### Work request
Wherever the string "distributed" appears in the listing, copy that line.

### Raw data
- - -
PR #1650, opened 2024-07-16
Additive read distributed

fritzgoebel:
This PR adds an option to communicate overlap in the distributed matrix' `read_distributed`. If the option is used, nonzero entries present in multiple ranks are added up on the owning rank rather than thrown away in `read_distributed`.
- - -
### Response area
Additive read distributed
This PR adds an option to communicate overlap in the distributed matrix' `read_distributed`. If the option is used, nonzero entries present in multiple ranks are added up on the owning rank rather than thrown away in `read_distributed`.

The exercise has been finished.